Целеустремленный монарх и эффективная бюрократия могут оказать существенное воздействие на традиционное общество. Редко, однако, их сил хватает для проведения значительных реформ. Они нуждаются в поддержке со стороны других групп. В Западной Европе классическим источником такой поддержки был, как известно, средний класс: новая финансовая, торговая, а потом и промышленная буржуазия. Между тем во многих обществах средний класс не настолько силен, чтобы от него можно было ждать существенной помощи. Огромная проблема, с которой столкнулся император-революционер, состояла в том, как указывает Палмер, что позиция Иосифа «не была выражением каких-либо общественных чаяний, за ней не стояли никакие заинтересованные группы, которые бы имели сформулированные идеи и навыки совместного действия. Его сторонниками были только его собственное окружение и чиновники»20. Во владениях Габсбургов просто не было многочисленного среднего класса, который мог бы оказать монарху действенную поддержку. Во многих модернизирующихся монархиях традиции этатизма, при которых государственная служба является предпочтительной карьерой для элиты из коренного населения, препятствуют формированию автономного среднего класса. Коммерческие и финансовые функции выполняют этнические меньшинства — греки и армяне в Османской империи и Эфиопии, китайцы в Таиланде, — которые, соответственно, не могут служить серьезным истолчником политической поддержки.

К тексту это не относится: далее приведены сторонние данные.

Issue #297, opened 2023-06-08
feat: Implement beta likelihood


thomaspinder:
# Feature Request

Implement the Beta likelihood function. This can be easily achieved as the link function and integration strategy will be identical to the Bernoulli likelihood.

**Related Code**

https://github.com/JaxGaussianProcesses/GPJax/blob/main/gpjax/likelihoods.py#L170

brandall25:
@thomaspinder can I have a go at this?

thomaspinder:
Of course! Do let me know if you need a hand.

brandall25:
Hi @thomaspinder , this is what I have so far:

```python
@dataclass
class Beta(AbstractLikelihood):
    def link_function(self, alpha: float, beta: float) -> tfd.Distribution:
        r"""The probit link function of the Beta likelihood.

        Args:
            alpha : alpha parameter, indicating mean number of successes
            beta  : beta parameter, indicating mean number of failures

        Returns
        -------
            tfd.Distribution: The likelihood function.
        """
        return tfd.Beta(tf.constant(alpha), tf.constant(beta))

    def predict(self, dist: tfd.Distribution, alpha: float, beta: float) -> tfd.Distribution:
        r"""Evaluate the pointwise predictive distribution.

        Evaluate the pointwise predictive distribution, given a Gaussian
        process posterior and likelihood parameters.

        Args:
            dist (tfd.Distribution): The Gaussian process posterior, evaluated
                at a finite set of test points.
            alpha (float) : alpha parameter, indicating mean number of successes
            beta  (float) : beta parameter, indicating mean number of failures

        Returns
        -------
            tfd.Distribution: The pointwise predictive distribution.
        """
        return self.link_function(alpha, beta)
```

Couple questions:

1. Should I keep alpha and beta as inputs to the predict function? Or, should I try to infer them from the base distribution class?
2. Do I need to specify any of the other arguments for the call to tfd.Beta()?

Thanks!

thomaspinder:
Hi @brandall25. This is starting to look good! Are you able to open this as a PR to main? It'll be easier for me to make comments and give feedback there.

PR #301, opened 2023-06-09
Added beta likelihood function

brandall25:
## Type of changes

- [ ] Bug fix
- [x] New feature
- [ ] Tests
- [ ] Other

## Checklist

## Description

Added beta likelihood function to `likelihoods.py`

Issue Number: #297

### DIFF
--- a/gpjax/likelihoods.py
+++ b/gpjax/likelihoods.py
@@ -201,22 +201,20 @@ class Bernoulli(AbstractLikelihood):
 
 @dataclass
 class Beta(AbstractLikelihood):
-    def link_function(self, alpha: float, beta: float) -> tfd.Distribution:
+    def link_function(self, f: Float[Array, "..."]) -> tfd.Distribution:
         r"""The probit link function of the Beta likelihood.
 
         Args:
-            alpha : alpha parameter, indicating mean number of successes
-            beta  : beta parameter, indicating mean number of failures
+            f (Float[Array, "..."]): Function values.
 
         Returns
         -------
             tfd.Distribution: The likelihood function.
         """
-        return tfd.Beta(alpha, beta)
 
-    def predict(
-        self, dist: tfd.Distribution, alpha: float, beta: float
-    ) -> tfd.Distribution:
+        return tfd.Beta(f[0], f[1])
+
+    def predict(self, dist: tfd.Distribution) -> tfd.Distribution:
         r"""Evaluate the pointwise predictive distribution.
 
         Evaluate the pointwise predictive distribution, given a Gaussian
@@ -225,14 +223,18 @@ class Beta(AbstractLikelihood):
         Args:
             dist (tfd.Distribution): The Gaussian process posterior, evaluated
                 at a finite set of test points.
-            alpha (float) : alpha parameter, indicating mean number of successes
-            beta  (float) : beta parameter, indicating mean number of failures
 
         Returns
         -------
             tfd.Distribution: The pointwise predictive distribution.
         """
-        return self.link_function(alpha, beta)
+        mean = dist.mean().ravel()
+        stddev = dist.stddev().ravel()
+
+        alpha = mean / stddev
+        beta = (1.0 - mean) / stddev
+
+        return self.link_function([alpha, beta])
 
 
 @dataclass
--- a/gpjax/likelihoods.py
+++ b/gpjax/likelihoods.py
@@ -212,7 +212,7 @@ class Beta(AbstractLikelihood):
             tfd.Distribution: The likelihood function.
         """
 
-        return tfd.Beta(f[0], f[1])
+        return tfd.Beta(inv_probit(f[0]), inv_probit(f[1]))
 
     def predict(self, dist: tfd.Distribution) -> tfd.Distribution:
         r"""Evaluate the pointwise predictive distribution.
--- a/gpjax/likelihoods.py
+++ b/gpjax/likelihoods.py
@@ -200,6 +200,42 @@ class Bernoulli(AbstractLikelihood):
 
 
 @dataclass
+class Beta(AbstractLikelihood):
+    def link_function(self, alpha: float, beta: float) -> tfd.Distribution:
+        r"""The probit link function of the Beta likelihood.
+
+        Args:
+            alpha : alpha parameter, indicating mean number of successes
+            beta  : beta parameter, indicating mean number of failures
+
+        Returns
+        -------
+            tfd.Distribution: The likelihood function.
+        """
+        return tfd.Beta(alpha, beta)
+
+    def predict(
+        self, dist: tfd.Distribution, alpha: float, beta: float
+    ) -> tfd.Distribution:
+        r"""Evaluate the pointwise predictive distribution.
+
+        Evaluate the pointwise predictive distribution, given a Gaussian
+        process posterior and likelihood parameters.
+
+        Args:
+            dist (tfd.Distribution): The Gaussian process posterior, evaluated
+                at a finite set of test points.
+            alpha (float) : alpha parameter, indicating mean number of successes
+            beta  (float) : beta parameter, indicating mean number of failures
+
+        Returns
+        -------
+            tfd.Distribution: The pointwise predictive distribution.
+        """
+        return self.link_function(alpha, beta)
+
+
+@dataclass
 class Poisson(AbstractLikelihood):
     def link_function(self, f: Float[Array, "..."]) -> tfd.Distribution:
         r"""The link function of the Poisson likelihood.
@@ -249,6 +285,7 @@ __all__ = [
     "NonGaussianLikelihood",
     "Gaussian",
     "Bernoulli",
+    "Beta",
     "Poisson",
     "inv_probit",
 ]


gpjax/likelihoods.py
```diff
@@ -199,6 +199,42 @@ def predict(self, dist: tfd.Distribution) -> tfd.Distribution:
         return self.link_function(mean / jnp.sqrt(1.0 + variance))
 
 
+@dataclass
+class Beta(AbstractLikelihood):
```
thomaspinder, line 203: You'll need to specify the parameters of the Beta distribution here as we'll seek to learn them during inference. The Beta distribution has two parameters: $\alpha$ and $\beta$, but I think it would be better to parameterise the likelihood in terms of it's mean $\mu = \Phi(f)$ where $\Phi$ is a Gaussian CDF, and dispersion $\nu$. This then makes the shape and scale parameters $\alpha=\nu\mu$ and $\beta=\nu(1-\mu)$. For more details on this, see Section 3.3 of [BOUNDED GAUSSIAN PROCESS REGRESSION](http://www2.imm.dtu.dk/pubdb/edoc/imm6637.pdf)

gpjax/likelihoods.py
```diff
@@ -199,6 +199,42 @@ def predict(self, dist: tfd.Distribution) -> tfd.Distribution:
...
+
+        Args:
+            alpha : alpha parameter, indicating mean number of successes
+            beta  : beta parameter, indicating mean number of failures
+
+        Returns
+        -------
+            tfd.Distribution: The likelihood function.
+        """
+        return tfd.Beta(alpha, beta)
```
thomaspinder, line 215: I think with the above change I've suggested, you'll need to call the inverse probit function in here, similar to the Bernoulli likelihood.

thomaspinder (changes requested):

gpjax/likelihoods.py
brandall25: The paper says *v* is an (inverse) dispersion parameter. I'm assuming dispersion refers to standard deviation, but what does it mean to take the inverse of it? Just the reciprocal?

gpjax/likelihoods.py
brandall25: Should the inverse probits be applied something like this:

`return tfd.Beta(concentration1=inv_probit(alpha), concentration1=inv_probit(beta))` ?

I'm not entirely sure what this does, is it just to normalize the alpha and beta parameters to [0, 1]?

gpjax/likelihoods.py
```diff
@@ -199,6 +199,44 @@ def predict(self, dist: tfd.Distribution) -> tfd.Distribution:
...
+
+        Args:
+            f (Float[Array, "..."]): Function values.
+
+        Returns
+        -------
+            tfd.Distribution: The likelihood function.
+        """
+
+        return tfd.Beta(inv_probit(f[0]), inv_probit(f[1]))
```
daniel-dodd, line 215: This is a step in the right direction, but note our variable `f` is vector of length $N$. In particular, this is vector of function values $\mathbf{f} = (f_1, \dotsc, f_N) \in \mathbb{R}^{N}$.

As such our Beta likelihood, $p(\mathbf{y}|\mathbf{f})$  models observations $\mathbf{y} = (y_1, \dotsc, y_N)$, that are drawn $y_i \sim \text{Beta}(\alpha_i, \beta_i)$ with $\mathbf{\alpha} = \nu \Phi (\mathbf{f})$, $\mathbf{\beta} = \nu (1 - \Phi (\mathbf{f}))$, $\mathbf{\alpha} = (\alpha_1, \dotsc, \alpha_N)$, $\mathbf{\beta} = (\beta_1, \dotsc, \beta_N)$. 

You need to pass these $\alpha$ and $\beta$ vectors to `tfd.Beta`.

For the dispersion parameter $\nu$, you'll need to mimic the `obs_noise` variable for our `Gaussian` likelihood.

gpjax/likelihoods.py
```diff
@@ -199,6 +199,44 @@ def predict(self, dist: tfd.Distribution) -> tfd.Distribution:
...
+        -------
+            tfd.Distribution: The pointwise predictive distribution.
+        """
+        mean = dist.mean().ravel()
+        stddev = dist.stddev().ravel()
+
+        alpha = mean / stddev
+        beta = (1.0 - mean) / stddev
+
+        return self.link_function([alpha, beta])
```
daniel-dodd, line 237: I don't believe the predictive marginal $p(y*) = \int p(y*| f*) p(f* | Data)$  can be done in closed form here the beta likelihood. (Or can it @thomaspinder?) If there is no analytical expression, you will need to either draw samples from the posterior distribution and use Monte, our use our quadrature integrator on the link functions's `log_prob` function $p(y_i|f_i)$.

daniel-dodd (changes requested):
Hi @brandall25, making nice progress, the thing that would be nice to focus on is getting that `link_function`. Leave that `predict` function for now. 

@thomaspinder does that `predict` function even have a closed form expression on this example? If not, would it be good for use to add a default on the base class that "integrates" this automatically, like the `expected_log_prob`?

gpjax/likelihoods.py
daniel-dodd: Hey @brandall25,

Thanks, good questions. I'll answer these in two separate comments.

> Something like this? I'm not sure f is needed in the link function.

Ah really we mean an inverse link function here, but we have rather relaxed this term.

We are looking for  for the map

$$f_i \mapsto p(y_i | g^{-1}(f_i))$$ 

where $g(\mu_i) = f_i$ and $\mu_i$ is the mean of the beta distribution, $g$ is the *link function* in the context of Generalised linear models, $y_i$ are the observations. So in particular, we are looking to reparameterise your code:

```python
def link_function(self, alpha: Float[Array, "..."], beta: Float[Array, "..."]) -> tfd.Distribution:
        r"""The probit link function of the Beta likelihood.
       ...

```

In terms of $\mathbf{f}$, as 

 ```python
def link_function(self, f: Float[Array, "N"]) -> tfd.Distribution:
        r"""The probit link function of the Beta likelihood.
       ...
```
And we need to use something to relate $\mathbf{f}$ to $\mathbf{\alpha}$ and $\mathbf{\beta}$ of the beta distribution. We suggested to do this with the $\Phi$ and dispersion parameter $\nu$.

Comment (daniel-dodd) [reply gpjax/likelihoods.py:215]: > Also, I'm not understanding what you mean by mimicking obs_noise for the dispersion parameter. You're saying v should be defined as a union like obs_noise`? Why is that?

Regarding the `obs_noise` term on the `Gaussian` likelihood - notice this is a special type of dataclass field, called a `param_field` as shown below: 

```python
@dataclass
class Gaussian(AbstractLikelihood):
    r"""Gaussian likelihood object."""

    obs_noise: Union[ScalarFloat, Float[Array, "#N"]] = param_field(
        jnp.array(1.0), bijector=tfb.Softplus()
    )
    ...
```

As such the `param_field` defines two things:

- (1) The default value the parameter should take, in this instance `jnp.array(1.0)` 
- (2) The domain  of the parameter through `bijector=tfb.Softplus()` - meaning this is a positive parameter. 

For the beta likelihood, we would need to have something that takes this same structure for our `dispersion` parameter $\nu$, as that too is a positive parameter, and you would need to do something like this.
```python
@dataclass
class Beta(AbstractLikelihood):
    r"""Beta likelihood object."""

    dispersion: Union[ScalarFloat, Float[Array, "#N"]] = param_field(
        jnp.array(1.0), bijector=tfb.Softplus()
    )
    ...
```

brandall25: So is `f` is the pdf of `dist`? 

It would be called from `predict` something like this `return self.link_function(dist.prob())`

And then `alpha` and `beta` are derived from `f` in `link_function`?

daniel-dodd: Hi @brandall25,

This is not quite the case no. I'll give a bit more detail on this below:

## --- Details ---

### `link_function`
- `f` parameterises the pdf of $y$ and this is what we want to return. This object is the conditional distribution $y | f$. 
- Specifically , we want to return the `tfd.Beta(alpha, beta)`, where `alpha = self.dispersion * inv_probit(f)` and `beta = self.dispersion * (1 - inv_probit(f))`. 

### `predict `
- The `dist` in  `predict` method will be an arbitrary Multivariate Gaussian $\mathbf{f}= (f_1, \dotsc , f_n) \sim N(\mu, \Sigma)$ where $\mu$ is a mean for $\mathbf{f}$ and $\Sigma$ is the covariance.  (This will actually be the predictive distribution for the function of interest `f`).

- To do the `predict`, you will need to draw samples from `dist`, $\mathbf{f}^{(j)} \sim  N(\mu, \Sigma)$, $j=1,..., M$, and return a Monte Carlo estimate -> this is a Mixture distribution $\mathbf{y}^* \sim \frac{1}{M} \sum_{j} p(\cdot| \mathbf{f}^{j}) $, which can be implemented with `tfd.Mixture` (see, https://www.tensorflow.org/probability/api_docs/python/tfp/distributions/Mixture) . 
- As such,  `tfd.Mixture` has two arguments;  `components` that will be a list of `link_function`s evaluated at each $\mathbf{f}^{j}$ (so i.e., a list of the corresponding `tfd.Distribution` that each `link_function`($\mathbf{f}^{j}$) gives). And the other argument is a `cat` argument which should be uniform $\frac{1}{M}$ weights. 
- We actually need this `predict` method in general. So it would be nice to have this on the `AbstractLikelihood` class, to serve as the default option.
 
## --- Takeaway ---

- I strongly recommend focusing on the `link_function` for now, getting this coded in would be an excellent start. 
- Then, if you feel comfortable having a crack at the `predict` method, then please do so! Also I'm happy to help with it, just give me a shout.


Cheers,
Dan

thomaspinder:
Closing due to lack of activity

Кроме того, даже в тех случаях, когда существует средний класс, состоящий из представителей коренного населения, он может становиться источником оппозиции к монарху. В XVIII в. Вольтер и новый средний класс могли с энтузиазмом относиться к «добродетельному» деспотизму. Это было еще до наступления эры народного суверенитета и политических партий. В идеологии же и восприятии интеллектуалов и среднего класса XX в. даже самый добродетельный деспотизм предстает как феодальный анахронизм. Монархия просто-напросто не в моде в кругах среднего класса. Как бы они ни поддерживали социальную и экономическую политику мо- нарха-модернизатора, они против монархии как института. Они — противники тех ограничений, которые монарх-модернизатор налагает на свободу коммуникаций, выборов и парламентской деятельности, и они с неизбежностью воспринимают проводимые им реформы как недостаточные и слишком запоздалые, как подачку, призванную скрыть упорную приверженность сохранению существующего положения дел. Поэтому, например, в такой стране, как Иран, городской средний класс не только не поддерживает монархию в ее политике модернизации, но наряду с традиционалистским духовенством является ее злейшим врагом. Обычно при этом оппозиция среднего класса превосходит своей интенсивностью оппозицию любой другой общественной группы.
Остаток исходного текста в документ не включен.